Restate the records underneath, keeping each one exactly the same.
START Material provided
PR #1542, opened 2016-11-19
WIP: #1438 fix for EventsByPostalCodeQueryHandler

### LINKED ISSUE #1438: Implement skipped tests in EventsByPostalCodeQueryHandlerShould
@tonysurma please label with jump-in

peerhenry:
Fixes #1438 for EventsByPostalCodeQueryHandler


mgmccarthy:
@tonysurma do you need a code review on this?

tonysurma:
@mgmccarthy yes please

tonysurma:
@mgmccarthy did you get a chance to review?

mgmccarthy:
@tonysurma,  no I did not. I'll try to get to it his weekend.

mgmccarthy:
@tonysurma, we should have never written a unit test for this. The handler does nothing more than wrap the return of a stored procedure, so testing that stored procedure should be an integration test.

@peerhenry, I see what you did to get around the short-comings of not being able to mock .FromSql of the DataContext, but we do not want to encourage passing in dependencies that are only needed for a unit test to a class's constructor. We also want to avoid overloaded constructors that would do the same. My concern here is that `IFromSqlWrapper` will be mis-used by other developers for testing handlers that are not just wrapping a stored procedure.

I'm sorry about this because apparently I created the Issue in the first place. What historically happened here is that we DID have a unit test for this back when we used an interface to abstract AllReadyDataContext... when we moved away from that abstraction and started to inject AllReadyContext directly, that is when this unit test was Skipped when in fact it should have been deleted. It has stayed like this in the code base until now.

@peerhenry, can you please delete the unit test and return `EventsByPostalCodeQueryHandler` to it's original state where it just took AllReadyDataContext?

Also, if there are other unit tests for other handles that wrap stored procedure calls, they should also be delete. @peerhenry, if you want to do this, that would help us out.

There are other jump-in labels out there that can be picked up that I promise are legitimate!

Again, I'm sorry about this mix-up. I should have been more thorough before I created and issue for this looking into the actual implementation of the handler.

tonysurma:
thanks again @peerhenry for the contribution and they 'fun' and dynamic nature of a evolving codebase and @mgmccarthy document.  We appreciate your patience.  As for the update/fix that @mgmccarthy mentioned to unwind some of it, if you want to do that great but if you don't totally understand and we will document that up as an issue for another to jump in on.

Thanks again

peerhenry:
Thanks for the feedback guys. I think you're doing a totally awesome job on
the HTBox, and it's great that you take the time to be the guards at the
gate so to say : )

I'll remove the test and the wrapper, that's really no problem for me.
Before I do that however, allow me to take a shot at convincing you that
this approach does have its value. The test verifies the following:

mockFromSqlWrapper.Verify(w => w.FromSql(It.IsAny<DbSet<Event>>(),
"EXEC GetClosestEventsByPostalCode '{0}', {1}, {2}",
message.PostalCode, 50, message.Distance), Times.Once);

This ensures that the correct stored procedure is called, and with the
expected arguments. As such it improves the safety of the code base.
Without it, all you really know is that the handler is being called with no
guarantee of it executing what it's supposed to execute. FromSqlWrapper
aims to fix that.

Hope that convinces you. If not, no worries. Either way I'll see if I can
pick up another jump-in item soon.

Keep up the good work! Regards, Peer.

mgmccarthy:
cc @MisterJames @dpaquette 

@peerhenry, you do have a point about there still being some value in testing some of the other items you mentioned above.

But, before we discuss that, let's step back. Why are we using stored procedures in `EventsByPostalCodeQueryHandler` and `EventsByGeographyQueryHandler`?

I'm assuming it's because of this type in `GetClostestEventsByPostalCode`?:
`DECLARE @g geography`

the `geography` type?

poking around, it looks like spatial data types are on the roadmap for EF 7 as well as ASP.NET Core:
https://github.com/aspnet/EntityFramework/issues/1100#issuecomment-262329088
https://github.com/aspnet/EntityFramework/wiki/Roadmap
https://github.com/dotnet/corefx/issues/12034

For now, let's stick to the plan of getting rid of the unit tests we have now (the PR code will still exist even if we don't merge it) and see what the deal if with the EF7/.NET Core spatial data types... it might be release 1.2 of EF 7 now it looks like.

dpaquette:
@peerhenry It is true that adding the `IFromSqlWrapper` allows you to verify that the correct SQL String and parameters are being passed in. Unfortunately, there is still no easy way to test the `FromSqlWrapper` implementation since it also suffers from not being able to test that the extension method is called.  Since this is a bit of an edge case in our code base (We don't do a lot of raw SQL or execute many stored procedures), I would tend to agree with @mgmccarthy that we shouldn't be unit testing this. The added complexity of introducing the wrapper is not worth the benefit in this case.

As @mgmccarthy mentioned, this would be better suited as an integration test which would allow us to actually execute the stored procedure against an instance of the database and verify the results. I'm not sure that we have done that yet since our tests all use an In Memory database instance.  It should be possible to create a localdb instance that and execute the tests against that instance.  That approach, in my opinion, would provide more value overall.

IF we were in a situation where we executed lots of raw SQL, I would consider some variation of `IFromSqlWrapper` to try to isolate and allow for unit testing of raw SQL execution. I think for now though, we want to discourage the use of raw SQL.

dpaquette:
@peerhenry if you are interesting in setting up an integration test, let me know and I can try to help. If not, we can track it as a separate issue and get it sorted out later

dpaquette:
Thinking about this today inspired a blog post on the topic of integration testing EF Core + SQL Server
http://www.davepaquette.com/archive/2016/11/27/integration-testing-with-entity-framework-core-and-sql-server.aspx

MisterJames:
@peerhenry Hope all is well and you have seen the comments above. @dpaquette is willing to help get an integration test going if you like, and that is something that can likely be done off of this thread (let's get this one cleaned up/merged first).

Issue #1431, opened 2016-11-02
Implement skipped tests in AddTeamMemberCommandHandlerShould


mgmccarthy:
@tonysurma please label with jump-in

PR #1544, opened 2016-11-19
END Material provided
• Solution below:
PR #1542, opened 2016-11-19
WIP: #1438 fix for EventsByPostalCodeQueryHandler

### LINKED ISSUE #1438: Implement skipped tests in EventsByPostalCodeQueryHandlerShould
@tonysurma please label with jump-in

peerhenry:
Fixes #1438 for EventsByPostalCodeQueryHandler


mgmccarthy:
@tonysurma do you need a code review on this?

tonysurma:
@mgmccarthy yes please

tonysurma:
@mgmccarthy did you get a chance to review?

mgmccarthy:
@tonysurma,  no I did not. I'll try to get to it his weekend.

mgmccarthy:
@tonysurma, we should have never written a unit test for this. The handler does nothing more than wrap the return of a stored procedure, so testing that stored procedure should be an integration test.

@peerhenry, I see what you did to get around the short-comings of not being able to mock .FromSql of the DataContext, but we do not want to encourage passing in dependencies that are only needed for a unit test to a class's constructor. We also want to avoid overloaded constructors that would do the same. My concern here is that `IFromSqlWrapper` will be mis-used by other developers for testing handlers that are not just wrapping a stored procedure.

I'm sorry about this because apparently I created the Issue in the first place. What historically happened here is that we DID have a unit test for this back when we used an interface to abstract AllReadyDataContext... when we moved away from that abstraction and started to inject AllReadyContext directly, that is when this unit test was Skipped when in fact it should have been deleted. It has stayed like this in the code base until now.

@peerhenry, can you please delete the unit test and return `EventsByPostalCodeQueryHandler` to it's original state where it just took AllReadyDataContext?

Also, if there are other unit tests for other handles that wrap stored procedure calls, they should also be delete. @peerhenry, if you want to do this, that would help us out.

There are other jump-in labels out there that can be picked up that I promise are legitimate!

Again, I'm sorry about this mix-up. I should have been more thorough before I created and issue for this looking into the actual implementation of the handler.

tonysurma:
thanks again @peerhenry for the contribution and they 'fun' and dynamic nature of a evolving codebase and @mgmccarthy document.  We appreciate your patience.  As for the update/fix that @mgmccarthy mentioned to unwind some of it, if you want to do that great but if you don't totally understand and we will document that up as an issue for another to jump in on.

Thanks again

peerhenry:
Thanks for the feedback guys. I think you're doing a totally awesome job on
the HTBox, and it's great that you take the time to be the guards at the
gate so to say : )

I'll remove the test and the wrapper, that's really no problem for me.
Before I do that however, allow me to take a shot at convincing you that
this approach does have its value. The test verifies the following:

mockFromSqlWrapper.Verify(w => w.FromSql(It.IsAny<DbSet<Event>>(),
"EXEC GetClosestEventsByPostalCode '{0}', {1}, {2}",
message.PostalCode, 50, message.Distance), Times.Once);

This ensures that the correct stored procedure is called, and with the
expected arguments. As such it improves the safety of the code base.
Without it, all you really know is that the handler is being called with no
guarantee of it executing what it's supposed to execute. FromSqlWrapper
aims to fix that.

Hope that convinces you. If not, no worries. Either way I'll see if I can
pick up another jump-in item soon.

Keep up the good work! Regards, Peer.

mgmccarthy:
cc @MisterJames @dpaquette 

@peerhenry, you do have a point about there still being some value in testing some of the other items you mentioned above.

But, before we discuss that, let's step back. Why are we using stored procedures in `EventsByPostalCodeQueryHandler` and `EventsByGeographyQueryHandler`?

I'm assuming it's because of this type in `GetClostestEventsByPostalCode`?:
`DECLARE @g geography`

the `geography` type?

poking around, it looks like spatial data types are on the roadmap for EF 7 as well as ASP.NET Core:
https://github.com/aspnet/EntityFramework/issues/1100#issuecomment-262329088
https://github.com/aspnet/EntityFramework/wiki/Roadmap
https://github.com/dotnet/corefx/issues/12034

For now, let's stick to the plan of getting rid of the unit tests we have now (the PR code will still exist even if we don't merge it) and see what the deal if with the EF7/.NET Core spatial data types... it might be release 1.2 of EF 7 now it looks like.

dpaquette:
@peerhenry It is true that adding the `IFromSqlWrapper` allows you to verify that the correct SQL String and parameters are being passed in. Unfortunately, there is still no easy way to test the `FromSqlWrapper` implementation since it also suffers from not being able to test that the extension method is called.  Since this is a bit of an edge case in our code base (We don't do a lot of raw SQL or execute many stored procedures), I would tend to agree with @mgmccarthy that we shouldn't be unit testing this. The added complexity of introducing the wrapper is not worth the benefit in this case.

As @mgmccarthy mentioned, this would be better suited as an integration test which would allow us to actually execute the stored procedure against an instance of the database and verify the results. I'm not sure that we have done that yet since our tests all use an In Memory database instance.  It should be possible to create a localdb instance that and execute the tests against that instance.  That approach, in my opinion, would provide more value overall.

IF we were in a situation where we executed lots of raw SQL, I would consider some variation of `IFromSqlWrapper` to try to isolate and allow for unit testing of raw SQL execution. I think for now though, we want to discourage the use of raw SQL.

dpaquette:
@peerhenry if you are interesting in setting up an integration test, let me know and I can try to help. If not, we can track it as a separate issue and get it sorted out later

dpaquette:
Thinking about this today inspired a blog post on the topic of integration testing EF Core + SQL Server
http://www.davepaquette.com/archive/2016/11/27/integration-testing-with-entity-framework-core-and-sql-server.aspx

MisterJames:
@peerhenry Hope all is well and you have seen the comments above. @dpaquette is willing to help get an integration test going if you like, and that is something that can likely be done off of this thread (let's get this one cleaned up/merged first).

Issue #1431, opened 2016-11-02
Implement skipped tests in AddTeamMemberCommandHandlerShould


mgmccarthy:
@tonysurma please label with jump-in

PR #1544, opened 2016-11-19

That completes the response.